# Studs behind tiles in bathroom



## Zamboknee (Jul 9, 2011)

My Dad is back home after almost dying and my Mom's going in for hip replacement in a couple weeks.
I've been tasked with installing a couple grab bars in their shower but am having trouble finding the studs behind the shower tile (4X4, plain ole white stuff).
I bought a good studfinder and got all sorts of readings showing studs all over the place.
Can anyone help me in trying to find these studs? Is there a trick for finding studs behind tile?
Can I just drill holes and use heavy duty anchors/toggle bolts to mount these grab bars?


----------



## kwikfishron (Mar 11, 2010)

They make hardware for no-stud applications. http://www.lowes.com/pd_337714-1471-SMA1005CH_0__?productId=3309916


----------



## joecaption (Nov 30, 2011)

Tiled all the way to the ceiling?
If not find the stud at the top and transfer the line down.


----------



## Zamboknee (Jul 9, 2011)

joecaption said:


> Tiled all the way to the ceiling?
> If not find the stud at the top and transfer the line down.

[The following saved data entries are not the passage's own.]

PR #1567, opened 2022-02-09
Feature: Message signing via QR code

moneymanolis:
# Flow
You ideally come from a wallet and a specific address, but you could also input the derivation path by hand directly from the devices setting where the first approach is redirecting to.

# Visuals

https://user-images.githubusercontent.com/70536101/153229011-e5f7d44f-78fd-4722-8abd-02afaa31e401.mov

- Would currently only work with Specter DIY (if in the end, this still holds true, we'd need to condition the functionality on DIY devices
- Reached out to Keystone and Seed Signer
- How the signature is processed in Specter Desktop (another pop up or change of the last pop up to show the signature etc.) still needs to be implemented
- There also has to be a little change to this DIY code snippet:
https://github.com/cryptoadvance/specter-diy/blob/c91a36dfd9ebabf5b22b6835b40beab9b8fd6fec/src/apps/signmessage/signmessage.py#L77
# Known issues
- Refactoring of `get_descriptor()` currently breaks stuff with `displayAddressOnDevice()`
- Cypress tests not working due to an EventListener in `device.jinja`

# TODOs
- [x] Fix issues and tests
- [x] Implement signature handling / displaying in Specter Desktop
- [x] Adjust DIY code
- [x] Polish UIUX
- [x] Check USB message signing flow (anything broken, any easy UX improvements?)


src/cryptoadvance/specter/server_endpoints/wallets_api.py
```diff
@@ -425,15 +427,26 @@ def addressinfo(wallet_alias):
         wallet = app.specter.wallet_manager.get_by_alias(wallet_alias)
         address = request.form.get("address", "")
         if address:
-            descriptor = wallet.get_descriptor(address=address)
```
moneymanolis, line 428: In the old version this descriptor was a class: `<class 'embit.descriptor.descriptor.Descriptor'>`

src/cryptoadvance/specter/server_endpoints/wallets_api.py
```diff
@@ -425,15 +427,26 @@ def addressinfo(wallet_alias):
...
+            descriptor = add_checksum(
```
moneymanolis, line 430: In the changed version we are generating two descriptors as strings at the api endpoint (and not as before in a confusing way with JS objects in the jinja template): one with pubkey and one with an xpub.

moneymanolis:
# Update
Commit: https://github.com/cryptoadvance/specter-desktop/pull/1567/commits/e0dd454ba7a9bc877d097a2a497a2d1a50cbfc39:
- Message signing button better integrated in address info 
- Restriction to single sig wallets and (for now) DIY devices
- UI flow added to get signature from DIY QR code back into Specter

## Current visuals
https://user-images.githubusercontent.com/70536101/167807068-8c3d4a36-f91e-42bf-9a22-4dea16890398.mov
https://user-images.githubusercontent.com/70536101/167807079-a77215e2-306c-4129-b50c-fb7c1523c872.mov

## TODOs
- [ ] If UIUX is aggreed upon, add Cypress test for the signing flow
- [ ] Adjust DIY code
- [ ] Check USB message signing flow (anything broken, any easy UX improvements?)
- [ ] Fix issues and tests

b30wulffz:
image
I don't think that it's a good idea to give device name within the button, as it will vary the widths for different names. 
Have you handled the case, when device name causes the text to wrap? Basically how will the icon and the text aligns.

moneymanolis:
> image I don't think that it's a good idea to give device name within the button, as it will vary the widths for different names. Have you handled the case, when device name causes the text to wrap? Basically how will the icon and the text aligns.

@b30wulffz, first off, the device name is pretty useful here IMO in the UX flow to point the user in the right direction (that he will sign with the device associated with the wallet, so he should also not be surprised to end up on the respective device endpoint). In short: I'd leave it like this. 

You have a valid point, though, we need to make sure that longer device names don't mess up the UI. 

I think there are two options here:
1) Using` width: min-content `for the button (and only for the signing button), would look like this:
image
2) Using a `max-width `on the button and making the text a div and using `word-wrap: anywhere`, would look like this:
image

What do you think?

src/cryptoadvance/specter/server_endpoints/wallets_api.py
```diff
@@ -489,15 +491,35 @@ def addressinfo(wallet_alias):
...
+            # The last two regex groups are optional since Electrum's derivation path is shorter
+            derivation_path_pattern = (
+                r"(\/[0-9h]+)(\/[0-9h]+)(\/[0-9h]+)(\/[0-9h]+)?(\/[0-9h]+)?"
+            )
+            # Only "descriptor" gives full derivation path, looks usually like this:
+            # wpkh([8c24a510/84h/1h/0h/0/0]0331edcb16cfd ... e02552539d984)#35zjhlhm
+            match = re.search(derivation_path_pattern, descriptor)
+            if not match:
+                logger.debug(
+                    "Derivation path could not be parsed. Sth. wrong with the regex?"
```
k9ert, line 509: Always pass as much data into a debug/error message as possbile. This message is not helpful if someone is reading it. At best, pass in descriptor AND pattern.

k9ert (approved):
Great work! Works nicely.

src/cryptoadvance/specter/server_endpoints/wallets_api.py
moneymanolis: Changed as requested in https://github.com/cryptoadvance/specter-desktop/pull/1567/commits/94f6bef238d516b886a3e8bd8ef0fd5a34b41c18

k9ert (approved):

PR #1579, opened 2022-02-13
OAuth2_hostname

k9ert:
The swan integration only works with hostnames which are in the whitelist for the callback-url.
This PR ensures that the user is using one of the supported hostnames.


src/cryptoadvance/specter/services/swan/client.py
```diff
@@ -54,7 +54,7 @@ def get_oauth2_start_url():
     flow_url = f"{api_url}/oidc/auth?"
     query_params = [
         f"client_id={client_id}",
-        "redirect_uri=http://localhost:25441/svc/swan/oauth2/callback",  # TODO: Will localhost work in all usage contexts (e.g. standalone app)?
+        f"redirect_uri=http://{ callback_hostname }/svc/swan/oauth2/callback",  # TODO: Will localhost work in all usage contexts (e.g. standalone app)?
```
k9ert, line 57: remove comment!

src/cryptoadvance/specter/services/swan/controller.py
```diff
@@ -54,8 +55,15 @@ def index():
...
         # User has already completed Swan integration; skip ahead
         return redirect(url_for(f"{SwanService.get_blueprint_name()}.withdrawals"))
+    specter_used_hostname = urlparse(request.url).netloc
     return render_template(
-        "swan/index.jinja", swan_frontend_url=app.config["SWAN_FRONTEND_URL"]
+        "swan/index.jinja",
+        swan_frontend_url=app.config["SWAN_FRONTEND_URL"],
+        specter_used_hostname=specter_used_hostname,
+        # The oauth2-flow uses a whitelist. Is our hostname whitelisted?!
+        specter_hostname_supported=specter_used_hostname
```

Tile is all the way to the ceiling.


----------



## Zamboknee (Jul 9, 2011)

kwikfishron said:


> They make hardware for no-stud applications. http://www.lowes.com/pd_337714-1471-SMA1005CH_0__?productId=3309916


Is there more of a universal fit? This one looks specific to Moen bars.
Thanks


----------



## Zamboknee (Jul 9, 2011)

What about using snap toggle anchors? http://www.lowes.com/pd_123585-10337-55175_0__


----------



## ront02769 (Nov 28, 2008)

Get to the height that you need for one end of the bar, go out from the corned in increments of 16" to get Bout where one end will go, put a finish nail through the grout and cement board till you find a stud. Re grout the unused holes.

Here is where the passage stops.